▶

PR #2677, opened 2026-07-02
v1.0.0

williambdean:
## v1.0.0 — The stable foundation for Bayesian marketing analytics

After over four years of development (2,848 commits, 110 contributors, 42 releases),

◀

■ Exercise details:
Set down the entries above once more, verbatim.

■ Output:
PR #2677, opened 2026-07-02
v1.0.0

williambdean:
## v1.0.0 — The stable foundation for Bayesian marketing analytics

After over four years of development (2,848 commits, 110 contributors, 42 releases),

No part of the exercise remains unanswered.